▶ **Required action**:
Output, word for word, the span of lines that starts at the one containing "call of kron." and ends at the last line of the records.

Stored data entries:
PR #32968, opened 2019-08-20
Filter(f, tuple)

mcabbott:
Closes #30418

PR #35455, opened 2020-04-13
generalize filter[!] docstring and add compat annotation for Tuple

rfourquet:
The docstring for `filter(f, array)` was generic enough to be generally applicable (e.g. for `Set` and `Tuple`, which didn't have a corresponding docstring), so lift the type constraint from the signature.

`Filter(f, tuple)` was added in #32968.

### DIFF
--- a/base/array.jl
+++ b/base/array.jl
@@ -2363,10 +2363,13 @@ end
 ## Filter ##
 
 """
-    filter(f, a::AbstractArray)
+    filter(f, a)
 
-Return a copy of `a`, removing elements for which `f` is `false`.
+Return a copy of collection `a`, removing elements for which `f` is `false`.
 The function `f` is passed one argument.
+
+!!! compat "Julia 1.4"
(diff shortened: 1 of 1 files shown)


rfourquet:
Bump!

base/array.jl
```diff
@@ -2363,11 +2363,14 @@ end
 ## Filter ##
 
 """
-    filter(f, a::AbstractArray)
+    filter(f, a)
```
StefanKarpinski, line 2366:
```suggestion
    filter(f, itr)
```

rfourquet: > Does this support arbitrary iterables?

No, `Base.filter` is implemented only for specific types. So `itr` migth give the wrong idea here. But I would support having `filter` extended to arbitrary iterables, returning an `Vector` in this case, like `map` does.

StefanKarpinski: Ignore my suggestion then. If it changes to general iterables, we can update.

PR #35457, opened 2020-04-13
support abs2 for Dates.Period

visr:
Seems like an omission, since `abs` is defined. Currently gives a `MethodError`.

Came up in https://github.com/mcabbott/AxisKeys.jl/pull/11


StefanKarpinski (commented):
This seems to have the wrong units—a period of time squared does not have time as its unit, it has time squared as its unit.

fredrikekre:
I don't think this is correct, shouldn't it result in something with unit `Year^2`?

visr:
Hmm, I didn't consider that.

Unitful also squares the unit: https://github.com/PainterQubits/Unitful.jl/blob/7fb2dfb68c63c0a77b8c859c294d8b7f03f337d6/src/quantities.jl#L223-L224

PR #29595, opened 2018-10-11
Add Base.tail(::NamedTuple).

tpapp:
Fixes #29572.

PR #35458, opened 2020-04-13
Add Base.front(::NamedTuple)

maximerischard:
Exactly the same as  #29595 but for Base.front.


JeffBezanson:
Should this function be exported? From common lisp I'd tend to call this `butlast`. Does any other language use `front`?

rfourquet:
> Does any other language use front?

FWIW, Haskell also uses `tail`, but `init` for `Base.front` (not that I'm suggesting this name)

PR #35464, opened 2020-04-13
Add Varargs feature for the Kronecker Tensor Product

bfsmrgazph:
Add an efficient way of computing the Kronecker product of a set of matrices, vectors and/or integers.

### DIFF
--- a/stdlib/LinearAlgebra/src/dense.jl
+++ b/stdlib/LinearAlgebra/src/dense.jl
@@ -400,6 +400,52 @@ kron(a::AbstractVector, b::AbstractVector) = vec(kron(reshape(a ,length(a), 1), 
 kron(a::AbstractMatrix, b::AbstractVector) = kron(a, reshape(b, length(b), 1))
 kron(a::AbstractVector, b::AbstractMatrix) = kron(reshape(a, length(a), 1), b)
 
+_size_prod(x::Tuple{Integer,Integer},y::Tuple{Integer,Integer}) = x .* y
+_cum_prod(x) = begin
+        out = Array{Tuple}(undef,length(x))
+        out[1] = x[1]
+        for i in 2:length(x)
+                out[i] = _size_prod(out[i-1],x[i])
+        end
+        out
+end
+_getsize(a::Integer) = (1,1)
+_getsize(a::Vector) = (length(a),1)
+_getsize(a::Matrix) = size(a)
+
+function kron(A::Vararg{Union{AbstractVecOrMat,Number}})
+        size_src = _getsize.(A)
+        in_r  = _cum_prod(reverse(size_src))
+        out_r = _cum_prod(size_src)
+        dest = repeat(A[1],inner=in_r[end-1])
+        _kron!(dest,A,in_r,out_r)
+end
+
+function _kron!(dest,srcs,in_r,out_r)
+        for i in 2:length(srcs)
+                ir = i == length(srcs) ? (1,1) : in_r[end-i]
+                _kron_step!(dest,srcs[i],ir,out_r[i-1])
+        end
+        return dest
+end
+
+function _kron_step!(dest,B,in_r,out_r)
+        m=0
+        for _ in 1:out_r[2], l in 1:size(B,2)
+                for _ in 1:out_r[1], k in 1:size(B,1)
+                        f = dest[m+=1] *= B[k,l]
+                        for _ in 2:in_r[1]
+                                dest[m+=1]=f
+                        end
+                end
+
+                for _ in 2:in_r[2]
+                        copyto!(dest,m+1,dest,m+1-size(dest,1),size(dest,1))
+                        m+= size(dest,1)
+                end
+        end
+end
+
 # Matrix power
 (^)(A::AbstractMatrix, p::Integer) = p < 0 ? power_by_squaring(inv(A), -p) : power_by_squaring(A, p)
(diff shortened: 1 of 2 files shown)


dkarrasch:
I don't think you need all the code to do what you want to do. This is already working, your tests are passing in Julia v1.0 and v1.4.

dkarrasch:
Oh, or are you saying your code is more performant in any way? Could you provide some benchmark cases?

bfsmrgazph:
With the current implementation of `kron`, one have to call kron(A,kron(B,kron(C,kron(D,E)))) or reduce(kron,(A,B,C,D,E)) which is not very convenient and allocate new matrices for each call of `kron`.

This PR allows one to write `kron(set_mat...)` and becomes way more efficient for big matrices:

`julia> @time reduce(kron,(randn(100,200),randn(7,9),randn(8,9),randn(3,2)));
 14.761389 seconds (460.00 M allocations: 18.450 GiB, 5.70% gc time)

julia> @time kron(randn(100,200),randn(7,9),randn(8,9),randn(3,2));
  3.689564 seconds (100.04 k allocations: 4.059 GiB, 0.05% gc time)`

For small matrices, it is as efficient as the older kron:

`julia> @time reduce(kron,(randn(3,3),randn(3,3),1));
  0.000049 seconds (91 allocations: 4.797 KiB)

julia> @time kron(randn(3,3),randn(3,3),1);
  0.000033 seconds (80 allocations: 3.766 KiB)

This PR could actually replace the old `kron`
`
For sure there is some way of reducing the code's length, especially the part on the cumulative product of the sizes of the matrices (`_get_size` , `_size_prod`, `_cum_prod`).

The idea is to use the forward and reverse cumulative product of the matrices sizes to get the outer and inner redundancy structure of the computation of the Kronecker Tensor Product. It gives  `_kron_step!` which is the core of the solution proposed

mcabbott:
I was wondering how this compared to an approach based on just broadcasting reshaped matrices, which is nice in that it's quite generic. Here's the version I was fiddling with:
```julia
function rkron4(As::Vararg{<:AbstractArray{<:Any,N},L}) where {N,L}
    NL = times(Val(N), Val(L))
    Bs = ntuple(L) do i
        sz = ntuple(d -> rem(d-1,L)+1==i ? size(As[i], div(d-1,L)+1) : 1, NL) #N*L)
        reshape(As[i], sz)
    end
    C = .*(Bs...)
    reshape(C, ntuple(d -> prod(map(A -> size(A,d), As)), Val(N)))
end
times(::Val{N}, ::Val{L}) where {N,L} = N*L

A, B, C = rand(3,3), rand(2,2), rand(4,4);
kron(A,B,C) ≈ rkron4(C,B,A) # it's reversed, sorry
@code_warntype rkron4(A,B,C) # now ok
```
However what I think you're doing differently is slowly colouring in the output array, multiplying once and then copying that result to all the places which should (at that stage) have the same result. Which might be faster. Here's what I get, testing both with the largest array first and last. (Note that my reshape version makes things the opposite order to `kron`.)
```julia
julia> Rs = (randn(10,20),randn(7,9),randn(8,9),randn(3,2)); # smaller numbers

julia> @btime reduce(kron, $Rs); # reshape
  8.579 ms (6 allocations: 48.55 MiB)

julia> @btime pkron($Rs...); # PR
  21.242 ms (1033 allocations: 41.56 MiB)

julia> @btime rkron4($Rs...); # reshape
  35.201 ms (17 allocations: 41.53 MiB)


julia> @btime reduce(kron, reverse($Rs)); # the same, now in reversed order
  5.787 ms (5 allocations: 41.74 MiB)

julia> @btime pkron(reverse($Rs)...); 
  19.350 ms (63 allocations: 41.53 MiB)

julia> @btime rkron4(reverse($Rs)...);
  80.204 ms (17 allocations: 41.53 MiB)


julia> Rs = (randn(100,200),randn(7,9),randn(8,9),randn(3,2)); # larger, as above

julia> @time reduce(kron, Rs);                                       
  9.616191 seconds (6 allocations: 4.741 GiB, 6.48% gc time)

julia> @time pkron(Rs...);                                           
 13.703519 seconds (100.03 k allocations: 4.058 GiB, 2.85% gc time)

julia> @time rkron4(Rs...);                                          
  8.547320 seconds (17 allocations: 4.056 GiB, 6.89% gc time)


julia> @time reduce(kron, reverse(Rs)); # the same, now in reversed order
  6.779157 seconds (35 allocations: 4.056 GiB, 16.89% gc time)

julia> @time pkron(reverse(Rs)...);                                  
 12.287366 seconds (64 allocations: 4.056 GiB, 0.91% gc time)

julia> @time rkron4(reverse(Rs)...);                                 
 16.968383 seconds (18 allocations: 4.056 GiB, 0.71% gc time)
```

dkarrasch:
> With the current implementation of kron, one have to call kron(A,kron(B,kron(C,kron(D,E)))) or reduce(kron,(A,B,C,D,E)) which is not very convenient and allocate new matrices for each call of kron.

I'm not sure I follow here. You can simply call `kron(A, B, C, D)`, no need to call `reduce`. I think this is then performed as `kron(A, kron(B, kron(C, D)))`, unless one has another implementation that is more specific in terms of multiple dispatch. So this PR should be about performance only, not convenience.

DilumAluthge:

@bfsmrgazph Are you still interested in working on this PR?

adienes:
needs to move to `LinearAlgebra.jl` anyway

▶ **Written answer**:
> With the current implementation of kron, one have to call kron(A,kron(B,kron(C,kron(D,E)))) or reduce(kron,(A,B,C,D,E)) which is not very convenient and allocate new matrices for each call of kron.

I'm not sure I follow here. You can simply call `kron(A, B, C, D)`, no need to call `reduce`. I think this is then performed as `kron(A, kron(B, kron(C, D)))`, unless one has another implementation that is more specific in terms of multiple dispatch. So this PR should be about performance only, not convenience.

DilumAluthge:

@bfsmrgazph Are you still interested in working on this PR?

adienes:
needs to move to `LinearAlgebra.jl` anyway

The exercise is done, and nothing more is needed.